Traditional observability tells you if a tool worked, but not if it was useful. Tools like Braintrust add an AI evaluation layer. Imagine tracking:

Tool choice patterns - which combinations of tools does Claude use for different tasks?
Success scoring - did the tool output actually help complete the user’s request?
A/B testing - compare different tool implementations to see which performs better
Cost tracking - monitor token usage and API costs per tool invocation

This transforms observability from “did it work?” to “did it work well?”

Performance Profiling

Our current setup tracks timing, but not resource usage. The next level adds:

CPU and memory profiling per tool execution
Detecting memory leaks in long-running MCP servers
Identifying N+1 query patterns when tools make database calls
Heat maps showing which code paths are hot spots

The Node.js --inspect flag combined with tools like Clinic.js can reveal performance issues that traces alone might miss.

Client Attribution

Right now, all requests look the same. But adding client attribution would let you:

Track which Claude Projects or conversations generate the most load
Identify power users who might need dedicated resources
Debug issues specific to certain client configurations
Build usage analytics to understand how your tools are actually used

This requires passing client context through the MCP protocol, perhaps as custom headers or attributes.

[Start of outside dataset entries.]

PR #376, opened 2021-09-23
Refines jsonDeps to support older gradle versions

meghfossa:
# Overview

It correctly queries dependencies of configurations, when working with gradle v3.3 or below.

## Acceptance criteria

- Successfully analyzes project with gradle version below v3.3

## Testing plan

1. Create example project with gradle 2
```
curl -s "https://get.sdkman.io" | bash
source "/Users/megh/.sdkman/bin/sdkman-init.sh"
sdk install gradle 2.7
sdk install java 8.0.292.hs-adpt
gradle init 
```

Add dependencies as you see fit. 

Few example deps:
```
'org.codehaus.groovy:groovy:3.+'
'org.codehaus.groovy:groovy-json:3.+'
'com.codevineyard:hello-world:1.0.1!!'
'org.neo4j.driver:neo4j-java-driver:4.3.4'
```

2. Create example project with gradle 7 (similar to aforementioned gradle2 procedure)

Analyze using `fossa analyze -o | jq`. 

## Risks

N/A. Everything is still under try/catch. I don't anticipate any issues here.

## References

Closes: https://github.com/fossas/team-analysis/issues/740

## Checklist

### DIFF
--- a/scripts/jsondeps.gradle
+++ b/scripts/jsondeps.gradle
@@ -115,7 +115,7 @@ allprojects {
             def configToKeyValue = { config ->
                 def jsonDeps = []
                 // config.resolvedConfiguration: https://docs.gradle.org/current/javadoc/org/gradle/api/artifacts/ResolvedConfiguration.html
-                config.resolvedConfiguration.firstLevelModuleDependencies.each { dep ->
+                config.resolvedConfiguration.getFirstLevelModuleDependencies().each { dep ->
                     println "DEBUG: Found direct dependency in configuration"
                     println dep
                     def result = depToJSON dep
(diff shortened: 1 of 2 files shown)


scripts/jsondeps.gradle
```diff
@@ -127,33 +127,53 @@ allprojects {
...
+                    if (config.respondsTo("isCanBeResolved")) {
+                        if (config.isCanBeResolved() == false) {
+                            println "DEBUG: Configuration is not resolvable"
+                            return null
+                        }
+                    }
+
+                    // At this point, we are working against gradle: 
+                    // - v3.3 or greater, and configuration is resolvable.
+                    // - v3.2.1 or lower, and configuration does not have canResolve property and are inherently resolvable.
```
meghfossa, line 156: Although there is no risk here (runtime error, etc.) I will not merge until I have rigorously confirmed this. All indication lead to this conclusion/

scripts/jsondeps.gradle
```diff
@@ -127,33 +127,53 @@ allprojects {
...
-                            println result
-                            jsonConfigs << result
-                        } else {
-                            println "DEBUG: Configuration is not resolvable"
-                        }
-                    } catch (Exception ignored) {
-                        println "DEBUG: An exception occurred"
-                        println ignored
-                        ignored.printStackTrace()
+                    def data = getResolvedConfigDepsOrEmptyOf config
```
meghfossa, line 174: - [ ] better naming

scruffystuffs:
Idk if I'm the right person to review this.  I've never read or written any gradle (groovy?) code, including this script.

meghfossa:
@liftM tagged you here for review since you made the edits most recently

scripts/jsondeps.gradle
```diff
@@ -127,33 +127,53 @@ allprojects {
...
-                            jsonConfigs << result
-                        } else {
-                            println "DEBUG: Configuration is not resolvable"
-                        }
-                    } catch (Exception ignored) {
-                        println "DEBUG: An exception occurred"
-                        println ignored
-                        ignored.printStackTrace()
+                    def jsonConfigWithDeps = getResolvedConfigDepsOrEmptyOf config
+                    if (jsonConfigWithDeps != null) {
```
liftM, line 175: [nit] Might be a tiny bit safer to return `[]` instead of `null` on empty, then we don't need to null-check the result.

scripts/jsondeps.gradle
liftM, line 156: (Sorry to delete your previous comment @meghfossa - GitHub code review otherwise has an irritating bug that does not let me create a multiline comment that ends on a previously commented line.)

Rewording suggestion for clarity:

```suggestion
                    // At this point, we know one of these must be true: 
                    // - We are on Gradle v3.3 or newer (because isCanBeResolved is present) and the configuration is resolvable (isCanBeResolved() == true, therefore did not exit early above).
                    // - We are on Gradle v3.2.1 or older (because isCanBeResolved is not present). Configurations in Gradle v3.2.1 or older are always resolvable.
```

scripts/jsondeps.gradle
```diff
@@ -127,33 +127,53 @@ allprojects {
...
+            // -----------
+            // - https://discuss.gradle.org/t/what-is-a-configuration-which-cant-be-directly-resolved/30721
+            // - https://docs.gradle.org/current/userguide/declaring_dependencies.html#sec:resolvable-consumable-configs
+            def getResolvedConfigDepsOrEmptyOf = { config -> 
+                def configsDeps = null              
+                try {
+                    // We know that we are working against gradle version greater or equal to v3.3
+                    // So, configuration has resolvable property. If the configuration is not resolvable return null.
+                    if (config.respondsTo("isCanBeResolved")) {
+                        if (config.isCanBeResolved() == false) {
```
liftM, line 148: [nit] I might combine these for clarity? I'm not sure though.

```suggestion
                    if (config.respondsTo("isCanBeResolved") && !config.isCanBeResolved()) {
```

liftM (approved):
LGTM. Test plan seems reasonable, although I did not try to replicate.

scripts/jsondeps.gradle
meghfossa: I'm leaning towards keeping `null` instead of using `flatten` and `filter`. I prefer not to do unnecessary transformations (if it can be avoided), and keeping the code for quick readability for even groovy.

MCP Inspector: The Gateway Drug

If all this feels overwhelming, start with MCP Inspector. It’s the “Chrome DevTools” for MCP servers - no configuration, instant visibility. Add one line to your server:

await mcpInspector.initialize(server);

Open http://localhost:5173 and watch every request and response in real-time. It won’t give you historical data or alerting, but it’s perfect for development and debugging. Think of it as training wheels - once you see the value of observability, you’ll naturally want the full stack.

Observability: The Foundation of Reliable AI Systems

Observability allows you to build AI systems you can trust in production. MCP servers are the bridge between AI and your systems. They’re too critical to run blind. With proper observability, you can:

Fix issues before users report them
Optimize the right bottlenecks
Understand how Claude actually uses your tools
Build confidence that your AI integrations work reliably

The pattern we’ve explored, wrapping tools with automatic instrumentation, scales well. Start with one wrapper function. Add Sentry for errors. Layer in OpenTelemetry for tracing. You can find the code in this repository.

Start simple. Add the wrapper. Deploy Sentry. Run Jaeger locally. Watch as mysteries become insights, and insights become improvements. Your future self - the one debugging production issues - will thank you.